John Harrison Mills was born January 11, 1842, in the hamlet of Bowmansville, New York. He was the first son of Aaron P. Mills and Abigail, both from Otsego County. They were a farming family, which grew with children Daniel W., Elvira, and Aaron T. (born c. 1852). All the children worked on the farm and were raised with a Baptist sensibility of serious-mindedness.

As a child, Mills was known to mold with clay. Early biographer Benedict R. Maryniak wrote:
Long before he could read and write to a teacher's satisfaction, [he] would return from the field and use charred wood to scratch out pictures of things he'd seen. Clay turned up by his plow would be molded info figures of barnyard animals ... people instantly recognized the things he had shaped and sketched.

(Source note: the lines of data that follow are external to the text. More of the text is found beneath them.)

PR #169, opened 2026-08-18
feat: added support for kiro-cli at god and agent mode

rikameajay1:
## Type of change

- [ ] Bug fix
- [x] New feature
- [ ] Refactor / cleanup
- [ ] Docs
- [ ] Build / CI

## Checklist

### DIFF
--- a/README.md
+++ b/README.md
@@ -47,7 +47,7 @@ visualized as avatars at work on a shared office floor.
 > [!NOTE]
 > **The world's best agents. The world's worst paper company.**
 > Munder Difflin takes the terminal-agent CLIs you already run — `claude`, `agy`, `codex`, `grok`,
-> `kimi`, `qwen`, `opencode`, `crush`, `pi`, and `copilot` — and turns them
+> `kimi`, `qwen`, `opencode`, `crush`, `pi`, `copilot` and `kiro` — and turns them
 > into a self-coordinating team: each agent gets long-term memory, a mailbox, and a desk on a 2D
 > office floor — and **your clone** (Michael) routes work between them while you watch. He's the
 > boss of the floor; you're still the boss of him.
@@ -74,7 +74,7 @@ wires them into a **hive mind**, and puts **your clone** in charge — Michael, 
 talk to in order to get things done. Under the hood it runs the **fastest memory layer in the
 world** so every agent remembers what it learns and recalls it instantly.
 
-- **Every terminal is an agent.** Each `claude`, `agy`, `codex`, `grok`, `kimi`, `qwen`, `opencode`, `crush`, `pi`, `copilot`, or custom session runs as a real
+- **Every terminal is an agent.** Each `claude`, `agy`, `codex`, `grok`, `kimi`, `qwen`, `opencode`, `crush`, `pi`, `copilot` and `kiro`, or custom session runs as a real
   process in a pseudo-terminal (`node-pty`), byte-for-byte authentic, rendered with xterm.js.
 - **Every agent is an avatar.** Sessions appear as characters on a Pixi.js office floor — they walk
   to stations as they work, and envelopes fly desk-to-desk when they message each other.
@@ -174,7 +174,7 @@ terminal/event plane, and [`DESIGN.md`](./DESIGN.md) for the visual system.
 - At least one supported agent CLI on your `PATH` — **[Claude Code](https://claude.com/claude-code)**
   (`claude`, the default), **Antigravity** (`agy`), **OpenAI Codex** (`codex`), **xAI Grok** (`grok`),
   **Kimi Code** (`kimi`), **Qwen** (`qwen`), **OpenCode** (`opencode`), **Crush** (`crush`),
-  **pi.dev** (`pi`), or **GitHub Copilot** (`copilot`). Most missing CLIs self-heal: the harness runs the installer in the
+  **pi.dev** (`pi`), **GitHub Copilot** (`copilot`) or **Kiro Dev** (`kiro`). Most missing CLIs self-heal: the harness runs the installer in the
   terminal and continues into the new binary.
 - *Optional:* **your own API keys and local LLMs** in **Settings → AI Engines** (Ollama / LM Studio / vLLM).
 - *Optional:* the semantic memory index for instant cross-session recall — markdown memory works without it.
@@ -288,7 +288,7 @@ chrome. The 15 avatars are the cast of *The Office*, differentiated by hair/skin
 
 ## Roadmap
 
-Shipped through **v0.4.3** — ten agent engines with BYOK keys and local LLMs, voice orchestration,
+Shipped through **v0.4.3** — eleven agent engines with BYOK keys and local LLMs, voice orchestration,
 the hive (memory · mailboxes · blackboard · event log), Command Center with kanban and schedules,
 a built-in Monaco IDE with git rails, integrations registry + secret broker, Slack-spawned workers,
 shareable hires and the Agent Gallery, observability and the circuit breaker, durable persistence,
--- a/package-lock.json
+++ b/package-lock.json
@@ -1,12 +1,12 @@
 {
   "name": "munder-difflin",
-  "version": "0.4.3",
+  "version": "0.4.4",
   "lockfileVersion": 3,
   "requires": true,
   "packages": {
     "": {
       "name": "munder-difflin",
-      "version": "0.4.3",
+      "version": "0.4.4",
       "hasInstallScript": true,
       "dependencies": {
         "@codemirror/lang-css": "^6.3.1",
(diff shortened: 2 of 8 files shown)


chaitanyagiri:
## TL;DR

Thanks @rikameajay1 — adding an eleventh engine is a welcome contribution, and the preset is structured correctly: you found `autoModeFlag`/`autoFlag`, `positionalInitialPrompt`, the exhaustive `CONTEXT_COMMANDS` record, and the `toolCatalog` binary probe. That last fix (probe only the leading binary when a `defaultCommand` carries a subcommand) is a genuinely good catch that the codebase needed.

**But I can't recommend merging this as-is.** Three things, in order of seriousness:

1. 🔴 **The install command points at an npm package that does not exist.** `npm install -g @anthropic-ai/kiro` returns **404**. Kiro is not distributed on npm at all — the official install is a shell installer. This string is *executed*, not just displayed.
2. 🔴 **The test suite goes red.** `provider-config.test.cjs` fails on this branch (257/258). Your checklist ticks typecheck and build — both genuinely pass — but the tests were never run.
3. 🟡 **The model IDs and two flags are unverified guesses**, presented in a comment as "the known options".

None of it is malicious — no NSFW, no profanity, no prompt injection, no obfuscation, no exfiltration. It's an accuracy problem, and it's fixable in an hour.

---

## What I did

Checked out the branch, ran typecheck, the production build and the full test suite, then verified every external fact the preset asserts against **the official Kiro documentation and the live npm registry** rather than accepting the values in the diff.

## Finding 1 — the install command is wrong, and it gets run

`installCommand` isn't a hint. When an engine's binary is missing, `buildMissingCliScript()` (`src/main/cliInstall.ts`) picks a rung of the install ladder and **runs the command visibly in the user's terminal**:

```
  user picks Kiro → kiro-cli not on PATH
        │
        ▼
  chooseInstallRung()
        │  npm is available → rung "npm"
        ▼
  buildMissingCliScript() prints a banner, then RUNS:
        npm install -g @anthropic-ai/kiro
        │
        ▼
        npm error 404 Not Found — '@anthropic-ai/kiro' is not in this registry
```

I checked the registry directly: `@anthropic-ai/kiro` → **404**. Every user who tries the Kiro engine hits that error. The comment `// trusted, hardcoded` is doing a lot of work for a package that isn't published.

**Please do not "fix" this by dropping the scope.** Both bare names are taken on npm by unrelated parties:

| Name | What's actually there |
|---|---|
| `@anthropic-ai/kiro` | does not exist (404) |
| `kiro@1.0.0` | description: *"a simple project"* |
| `kiro-cli@0.0.1` | description: *"Kiro CLI - placeholder"*, maintained by a personal Gmail address — not AWS |

`npm install -g` runs install scripts, so shipping either of those would have the app globally install a stranger's package on a user's machine. Worth flagging loudly because it's exactly the shape of fix a reviewer might wave through.

**The correct fix is already a field in this file.** Per kiro.dev/docs the real installer is:

- macOS/Linux: `curl -fsSL https://cli.kiro.dev/install | bash`
- Windows: `irm 'https://cli.kiro.dev/install.ps1' | iex`

That's precisely what `nativeInstallCommand: { posix, win32 }` exists for — Claude Code and OpenCode already use it for the same shape of installer. So: **drop `installCommand` entirely** (there is no npm package to name) and add `nativeInstallCommand`. `chooseInstallRung` handles a preset with no npm command; it falls through to the native rung.

## Finding 2 — the test suite fails

```
not ok 132 - God only sees providers that can drain hive inbox messages
   test/provider-config.test.cjs:103
   + actual   - expected
     'pi',
   + 'kiro'
```

The test pins the exact god-eligible provider list. Because you set `supportsModel: true` **and** `canReceiveInbox: true`, Kiro becomes god-eligible and the list changes. Both `assert.deepEqual` calls in that test need `'kiro'` added (the second one fails too — it just never runs, because the first throws first).

While you're there: house convention gives every first-class provider its own case in that file (`'Kimi is a first-class inferred provider…'`, `'Grok is a first-class inferred provider…'`). A `'Kiro is a first-class inferred provider'` test asserting `isAgentProvider('kiro')`, `inferAgentProvider('kiro-cli chat')`, and the preset's flags is expected here and is about fifteen lines.

## Finding 3 — verified vs guessed

I checked each claim against the docs so you know exactly which ones to re-check:

| Claim in the preset | Verdict |
|---|---|
| `defaultCommand: 'kiro-cli chat'` | ✅ `chat` is a real subcommand |
| `resumeFlag: '--resume-id'` | ✅ docs show `kiro-cli chat --resume-id <id>` |
| `positionalInitialPrompt: true` (`chat [INPUT]`) | ✅ consistent with the documented signature |
| `modelFlag: '--model'` | ❓ **not found anywhere in the CLI docs** |
| `autoModeFlag: '-a'` / `--trust-all-tools` | ❓ **not found in the docs either** |
| `KIRO_MODELS` — `claude-sonnet-5`, `claude-opus-4.8`, `claude-haiku-4.5` | ❓ unverified |
| `installCommand` | ❌ wrong (Finding 1) |

Two of those are security-relevant: `-a` is described in your own comment as *"allows the model to use any tool without asking for confirmation."* If that flag string is wrong, auto-mode silently does nothing and users think they're in auto when they aren't; if it's right, it belongs in the review either way. The wiring is correct — you set both `autoModeFlag` and `autoFlag`, which matches every other preset — it's only the literal I can't confirm.

For the model list, the repo has a convention for unverified ids: `COPILOT_MODELS` carries an explicit `// TODO-verify exact live ids` marker. `KIRO_MODELS` currently says "these are the known options", which reads as verified. Either check them against `kiro-cli chat --help` or copy the TODO-verify marker.

## Smaller things

- **Unrelated lockfile churn.** The diff bumps `package-lock.json` 0.4.3 → 0.4.4 (harmless, syncs with `package.json`) but also **deletes** the `@openai/agents-core/node_modules/ws` entry. A provider preset shouldn't change the dependency tree — please revert the lockfile.
- **The PR description is an empty template.** "What & why" is blank, and the checklist's screenshot requirement is unticked even though `OnboardingWizard.tsx` gains a visible row. One screenshot of the Kiro option in onboarding would satisfy it.
- **README isn't updated** — it says "ten agent engines" and lists the ten CLIs by name. This makes eleven.
- **Branched from your fork's `main`.** CONTRIBUTING asks for a topic branch; not blocking, but it makes follow-up commits awkward for you.
- The `p.defaultCommand.trim().split(/\s+/)[0]` expression appears twice in `toolCatalog.ts`. Worth a `const bin = …` above the object literal.

## What I tested

| Check | Result |
|---|---|
| `npm run typecheck` | ✅ exit 0 |
| `node --test test/*.test.cjs` | ❌ **257/258** — `provider-config.test.cjs:103` (`main` is 258/258) |
| `npm view @anthropic-ai/kiro` | ❌ 404 |
| Official install method (kiro.dev/docs) | shell installer, **not npm** |
| Malware / obfuscation / network calls / prompt injection / NSFW | ✅ none |

## Questions

@rikameajay1 — can you confirm `--model` and `-a` from a real `kiro-cli chat --help` on your machine, and paste the output? That single paste settles three rows of the table above. And please swap `installCommand` for `nativeInstallCommand` rather than renaming the npm package.

@chaitanyagiri — one design call for you: this preset makes Kiro **god-eligible** (orchestrator) while `hiveAware: false` and there's no hook bridge, so the only inbox drain path is the renderer idle nudge. OpenCode and Crush were in that position before their bridges landed — were they god-eligible then too, or should a new no-bridge provider start as agent-only until a bridge exists?

rikameajay1:
```

kiro-cli chat --help
AI assistant in your terminal

Usage: kiro-cli-chat chat [OPTIONS] [INPUT]

Arguments:
  [INPUT]
          The first question to ask

Options:
  -r, --resume
          Resume the most recent conversation from this directory

      --resume-id <SESSION_ID>
          Resume a specific conversation by session ID

      --resume-picker
          Interactively select a conversation to resume from this directory

      --agent <AGENT>
          Context profile to use

      --model <MODEL>
          Current model to use

      --effort <EFFORT>
          Initial effort level (e.g. low, medium, high, xhigh, max)

  -a, --trust-all-tools
          Allows the model to use any tool to run commands without asking for confirmation

      --trust-tools <TOOL_NAMES>
          Trust only this set of tools. Example: trust some tools: '--trust-tools=fs_read,fs_write', trust no tools: '--trust-tools='

      --no-interactive
          Whether the command should run without expecting user input

  -l, --list-sessions
          List all saved chat sessions for the current directory

      --list-models
          List available models and exit

  -f, --format <FORMAT>
          Output format for list commands (used with --list-models and --list-sessions)

          Possible values:
          - plain:       Outputs the results as markdown
          - json:        Outputs the results as JSON
          - json-pretty: Outputs the results as pretty print JSON
          
          [default: plain]

  -d, --delete-session <SESSION_ID>
          Delete a saved chat session by ID

      --session-source <v1|v2>
          Target only v1 or v2 store for --delete-session (default: both)
          
          [possible values: v1, v2]

  -w, --wrap <WRAP>
          Control line wrapping behavior (default: auto-detect)

          Possible values:
          - always: Always wrap at terminal width
          - never:  Never wrap (raw output)
          - auto:   Auto-detect based on output target (default)

      --require-mcp-startup
          Require all enabled MCP servers to start successfully; exit with code 3 if any fail

      --tui
          Use the new terminal UI

      --legacy-ui
          Use the legacy harness
          
          [aliases: --classic]

      --agent-engine <ENGINE>
          Agent engine to use: "v1", "v2" (default), or "v3"
          
          [possible values: v2, v1, v3]

  -v, --verbose...
          Increase logging verbosity

      --v3
          Launch the next generation Kiro agent

      --mode <MODE>
          Mode to use with the V3 agent: "default" or "spec"
          
          [possible values: default, spec]

      --cloud
          Run this session in a cloud sandbox (V3/KAS only). Forwarded to the TUI, which sends _meta.kiro.executionTarget on session/new

      --repo <REPO>
          Repository to open in a cloud session, as name or owner/name (comma-separated for multiple). Only meaningful with --cloud

  -h, --help
          Print help (see a summary with '-h')

```

rikameajay1:
image

image

image

image

@chaitanyagiri , added screenshots and kiro-cli help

Abigail had died by late 1855. In 1857, at age 15, Mills moved to Buffalo to become an artist. Maryniak believed Mills's father endorsed this as a step towards developing business sense. Mills became an apprentice bank-note engraver to Jack Jamison, but suffered eye strain. He then took up marble work with sculptor William Lautz and painting with Lars Gustaf Sellstedt and, with encouragement from William H. Beard, began doing portraits. At age 17, Mills painted a portrait of his father. He camped along the Niagara River 1859–1860 and sold paintings. That year in the fall he was noted as a member of the Nameless Club and had given a talk.
By December 1860, Mills had rented rooms for a studio in Buffalo, in the Weed Block building.

== War experience ==
After the April 1861 Battle of Fort Sumter, Mills enlisted for the Union in the Civil War, aged 19. On May 8, he mustered out with the 21st New York Volunteer Infantry, which joined the Army of the Potomac for the duration of the war. By May 21, they had established "Camp Buffalo" and then "Fort Buffalo" at Washington, DC. Mills carried out the record keeping of the regiment in the early days of their deployment. He also painted some portraits of soldiers and camps. They took part in the First Battle of Bull Run on July 21, 1861, during which Mills was a private of Company D.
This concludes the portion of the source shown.